▶ [What you need to do] Copy each line below in which the word "button" occurs.

Saved data entries
● ● ●
PR #1471, opened 2026-07-11
Fix Recipes page not re-applying an already-active recipe after edit

### LINKED ISSUE #1466: [Bug] choosing recipe not updating Shot Plan until Shot Plan is edited separately
### What happened?

See video
https://videoblurb.com/mp/decenza/decenza-shot-preview-not-recipe-updating.mp4
clicking on recipe did not change to the recipe on shot plan.

### Steps to reproduce

1 go to recipe and change the profile, grind size, bean
2 go to home screen, shot plan is the same (expected)
3 tap recipe button and select recipe you've just edited
4 shot plan does not update to new profile, bean, grind setting
5 tap on Profiles button, change the profile
6 tap on Recipes and again tap on the edited recipe
7 Result! The shot plan updates as expected.

### Decenza version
● ● ●
▶ [Answer]
3 tap recipe button and select recipe you've just edited
5 tap on Profiles button, change the profile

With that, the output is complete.